No, since the description is not unequivocal it is not allowed. What does the description mean, the insertion of a G at position 123 or the insertion of a G after position 123?
The situation becomes even more complex when using a coding DNA reference sequence a "-" character is used, e.g. c.-14insG or c.456-13insG. In the description c.456-13insG, when the insertion is after intronic nucleotide c.456-13, is this position c.456-12 or c.456-14?
Can I use the "^" character to describe an insertion?
No, insertions can not be described using the format g.123ˆ124insG or g.123ˆ124G. The recommendations try to restrict the number of different characters used to a minimum. Since a character was already used to indicate a range (the underscore) a new character was not required.

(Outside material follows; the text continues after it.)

PR #717, opened 2022-04-18
Various fixes and corrections for DX8Caps class.

tomsons26:
Fixes support for fog and multitexture
Corrects working string name to what Renegade shows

How should I describe the change ATCGATCGATCGATCGAGGGTCCC to ATCGATCGATCGATCGAATCGATCGATCGGGTCCC? The fact that the inserted sequence (ATCGATCGATCG) is present in the original sequence suggests it derives from a duplicative event.
The variant should be described as an insertion; g.17_18ins5_16. A description using "dup" is not correct since, by definition, a duplication should be directly 3'-flanking of the original copy (in tandem). Note that the description given still makes it clear that the sequence inserted between g.17 and g.18 is probably derived from nearby, i.e. position g.5 to g.16, and thus likely derived from a duplicative event.
A variant in the CDKN2A gene, duplicating the first 24 nucleotides of the coding DNA reference sequence, has been described as c.23ins24. My interpretation is it should be described as c.1_24dup, is this correct?
Since the sequence in that region si cagcATGGAGCCGGCGGCGGGGAGCAGCATGGAGCCTTCG.. the correct decription is c.9_32dup (p.(Ala4_Pro11dup)). c.1_24dup seems correct but neglects the 3'rule (3' shift possible for the underlined region). c.23ins24 is not correct since the position of the insertion is not described properly and because ins"24" does not define the sequence inserted.